With this method, the LINGO optimization software is employed to generate the shortest path from origin node 0 to destination node 46 in the multi-modal network. It is noted that α, β and δ are three parameters which will influence the optimal objective values. To capture the corresponding relations between the parameters and the objective functions, we shall implement two sets of experiments as follows:

(1) Optimal solutions with different α and β: As the optimal solution is closely related to parameters α and β, we firstly use different critical values to produce the shortest paths, with the fixed parameter δ=5. The results are listed in Table 4, in which the confidence levels in critical values are set as 0.6, 0.7, 0.8, 0.9, and 1.0, respectively. Figure 3 shows the variation tendency of the optimal objectives with respect to different α and β values. Obviously, both the objective values of g 1(x) and g 2(x,y) are increasing with respect to the relevant parameters when δ is fixed. This conclusion just coincides with the Remark.

Figure 3
figure 3

Objective values with different α and β (δ=5).
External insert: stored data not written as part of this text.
PR #718, opened 2023-12-19
Replace RTK query with tanstack-query

harshithmohan:


src/components/Collection/SeriesInfo.tsx
```diff
@@ -128,12 +125,12 @@ const SeriesInfo = () => {
                 <div className="font-semibold ">Local</div>
                 <div className="flex flex-row gap-x-1">
                   <span>EP:</span>
-                  <span>{formatThousand(series.Sizes.Local.Episodes)}</span>
-                  {series.Sizes.Local.Specials !== 0 && (
+                  <span>{formatThousand((series?.Sizes.Local.Episodes) ?? 0)}</span>
```
hidden4003, line 128: Looking a lot messier, from the docs it looks like we could use `initialData` to have some dummy object and not have to deal with undefined.

src/core/axios.ts
```diff
@@ -0,0 +1,42 @@
...
+  baseURL: '/api',
+});
+
+export const axiosPlex = axiosDefault.create({
+  baseURL: '/api/plex',
+});
+
+export const axiosExternal = axiosDefault.create();
+
+const addApikeyInterceptor = (config: InternalAxiosRequestConfig) => {
```
hidden4003, line 27: why do you have to set it 2 times?

src/pages/collection/Collection.tsx
```diff
@@ -127,68 +123,67 @@ function Collection() {
...
-      TagLimit: 20,
-    }).then().catch(error => console.error(error));
-  }, [currentPage, fetchGroupExtras, groupsQuery]);
-
-  // This can be inside CollectionView but then defaultPageSize has to be passed to it so same either way
-  // 999 to make it effectively infinite since Group/{id}/Series is not paginated
-  const pageSize = useMemo(() => (groupId ? 999 : defaultPageSize), [groupId]);
+    if (!groupExtrasQuery.isSuccess) return;
+    setGroupExtras(immerState => [...immerState, ...groupExtrasQuery.data]);
+  }, [groupExtrasQuery.data, groupExtrasQuery.isSuccess, setGroupExtras]);
```
hidden4003, line 178: why is 3rd dependency `setGroupExtras`?

hidden4003 (approved):

src/components/Collection/Series/EditSeriesTabs/NameTab.tsx
```diff
@@ -1,10 +1,10 @@
-import React, { useCallback, useEffect, useMemo, useState } from 'react';
+import React, { useCallback, useEffect, useState } from 'react';
 import { mdiCheckUnderlineCircleOutline, mdiCloseCircleOutline, mdiMagnify, mdiPencilCircleOutline } from '@mdi/js';
 import cx from 'classnames';
-import { debounce } from 'lodash';
 
 import Input from '@/components/Input/Input';
-import { useGetSeriesQuery, useLazyGetSeriesInfiniteQuery } from '@/core/rtkQuery/splitV3Api/seriesApi';
+import { useSeriesQuery } from '@/core/react-query/series/queries';
+// import { useLazyGetSeriesInfiniteQuery } from '@/core/rtkQuery/splitV3Api/seriesApi';
```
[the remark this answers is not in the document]
harshithmohan: On line 22, I forgot to put the TODO prefix, doing it now

src/components/Collection/SeriesInfo.tsx
harshithmohan: I'll look into it 🤔

src/core/axios.ts
harshithmohan: ... That's a mistake

src/pages/collection/Collection.tsx
harshithmohan: Because we are using it on line 177.. Linter wants it

hidden4003: That is fine then, I was just thinking maybe I missed something in how those setters work.

src/components/Collection/SeriesInfo.tsx
harshithmohan: It was more about typescript thinking series is null when it actually couldn't be. I fixed it without using initial data. But this initial data might be useful for other places 🙃

revam: It is because you're only check if the seriesId is nit falsely and not if the series is null when rendering the component (I think)

PR #566, opened 2020-03-04
Bz1522

SchmErik:
This pull request contains commits that allow ACPICA to build with GCC 10 which (by default) is more strict about redundant variable declarations.

### DIFF
--- a/source/compiler/aslcompiler.l
+++ b/source/compiler/aslcompiler.l
@@ -156,7 +156,6 @@
 
 #include <stdlib.h>
 #include <string.h>
-YYSTYPE AslCompilerlval;
 
 /*
  * Generation:  Use the following command line:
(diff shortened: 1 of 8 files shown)


SchmErik:
@juikim could you test this? I installed byacc on my system but it gives me the max table size error... Could you give me a link to the one that has the max table size override?

juikim:
> @juikim could you test this?

It builds fine.

> I installed byacc on my system but it gives me the max table size error... Could you give me a link to the one that has the max table size override?

You have to rebuild byacc from source.

1.  Download the latest byacc source.

https://invisible-island.net/datafiles/release/byacc.tar.gz

2.  Configure it with ``--with-max-table-size`` option.

For example,
```
./configure --with-max-table-size=2147483647
```
Note the value in the above example is ``0x7fffffff`` and it is ``INT_MAX`` on FreeBSD.

3.  Compile byacc.

Run ``make`` to build.

SoapGentoo:
@SchmErik looks good

SchmErik:
@acpibob please merge this pull request

PR #568, opened 2020-03-13
utilities: fix sprintf()

jlevon:
On 32-bit, the provided sprintf() is non-functional: with a size of
ACPI_UINT32_MAX, String + Size will wrap, meaning End < Start, and
AcpiUtBoundStringOutput() will never output anything as a result.

The symptom we saw of this was acpixtract failing to output anything.

Signed-off-by: John Levon <john.levon@joyent.com>

### DIFF
--- a/source/components/utilities/utprint.c
+++ b/source/components/utilities/utprint.c
@@ -565,7 +565,7 @@ vsnprintf (
     if (Size != ACPI_UINT32_MAX) {
         End = String + Size;
     } else {
-        End = (char *)(uintptr_t)ACPI_UINT32_MAX;
+        End = ACPI_CAST_PTR(char, ACPI_UINT32_MAX):
     }
 
     for (; *Format; ++Format)
--- a/source/components/utilities/utprint.c
+++ b/source/components/utilities/utprint.c
@@ -560,7 +560,13 @@ vsnprintf (
 
 
     Pos = String;
-    End = String + Size;
+
+
+    if (Size != ACPI_UINT32_MAX) {
+        End = String + Size;
+    } else {
+        End = (char *)(uintptr_t)ACPI_UINT32_MAX;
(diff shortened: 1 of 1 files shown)


acpibob:
Are you saying that the 32-bit version of acpixtract never outputs anything?

jlevon:
```
# acpixtract -a acpidump.out 

Intel ACPI Component Architecture
ACPI Binary Table Extraction Utility version 20180629
Copyright (c) 2000 - 2018 Intel Corporation

Could not open output file 
```

Because of:

```
open("", O_RDWR|O_CREAT|O_TRUNC, 0666)		Err#2 ENOENT
```

which is due to the aforementioned sprintf() bug.

acpibob:
So, what does "open("", O_RDWR|O_CREAT|O_TRUNC, 0666)" have to do with sprintf?

jlevon:
https://github.com/acpica/acpica/blob/master/source/tools/acpixtract/acpixtract.c#L288

So Gbl_OutputFilename stays ""

acpibob:
I don't see where our makefile or MSVC project file for acpixtract actually uses utprint.c; are you using a custom build?

jlevon:
Yes, this is from an import into our OS (illumos).
For what it's worth, I would also be happy with complete deletion of utprint.c (which is what we've done). However, none of that changes the fact this sprintf() implementation is broken.

acpibob:
You'll need to change this line:
End = (char *)(uintptr_t)ACPI_UINT32_MAX;
To something like:
End = ACPI_CAST_PTR(char, ACPI_UINT32_MAX);
Because on some systems uintptr_t doesn't exist.

jlevon:
Fixed, thanks.

acpibob:
got it, thanks.

PR #577, opened 2020-03-23
iASL: implement custom iASL macro for expected errors

SchmErik:


acpibob:
got it, thanks.

acpibob:
I think you may need to add new structs to acpisrc, such as ASL_LOCATION_NODE.

PR #578, opened 2020-03-23
acpixtract: fix AX_IS_TABLE_BLOCK_HEADER macro

SchmErik:
This macro needs to be surrounded by parens. Otherwise, a logical
statement that applies a logical not operator to this macros could
result in a computation that applies the operator to the left side of
the logical and but not the right.

Reported-by: John Levon <john.levon@joyent.com>


acpibob:
got it, thanks.

PR #587, opened 2020-04-08
iASL: Check Reserved_Bytes Fields don't extend beyond region limit

SchmErik:

### DIFF
--- a/source/compiler/aslxref.c
+++ b/source/compiler/aslxref.c
@@ -149,6 +149,12 @@
  *
  *****************************************************************************/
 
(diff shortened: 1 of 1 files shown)


SchmErik:
this isn't ready yet

SchmErik:
It's likely that this does not account for cases when offset and length of the operation region are variables

acpibob:
We better check it out.

rafaeljw:
This got outdated and needs to be closed and possibly refreshed.

acpibob:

Table 4 Optimal solutions with different α and β ( δ=5 )

(2) Optimal solutions with different δ: The second set of experiments focus on the other index δ. Table 5 illustrates the relationship between the optimal objectives and different δ values, in which α and β are all set as 0.9. When we depict the results in Figure 4, we can find that the optimal objectives will not change any more when δ is set to be not less than 7; moreover, the optimal objective value of g 2(x,y) is decreasing with respect to the increase of δ, while g 1(x) varies with an opposite tendency. When the objective value of g 2(x,y) reaches 47.2, which is the optimal objective when g 2(x,y) is treated as the single objective, the figure will not change any more.

Figure 4
figure 4

Objective values with different δ (α=0.9, β=0.9).

Table 5 Optimal solutions with different δ ( α=0.9 , β=0.9 )

Conclusions

Uncertainty theory is a branch of mathematics to study the characteristics of nondeterministic phenomenon. In this paper, we applied uncertainty theory to investigating the multi-modal shortest path problem in which the arc time and arc costs are represented by uncertain variables. Considering two objectives, which are to minimize the total travel time and travel costs, we formulated a chance-constrained programming model for the problem of interest. For handling convenience, the model was then transformed into its deterministic crisp equivalent. Additionally, the bi-objective model was simplified into a single objective model by converting one objective function into a new constraint with the given threshold. Finally, the results of the numerical experiments deriving from the LINGO software demonstrated the performance of the proposed approaches. Actually, multi-modal shortest path problems have been widely solved by the label-setting algorithm [35], label-correcting algorithm [25], and genetic algorithm [36,37], which can also be considered in our further studies.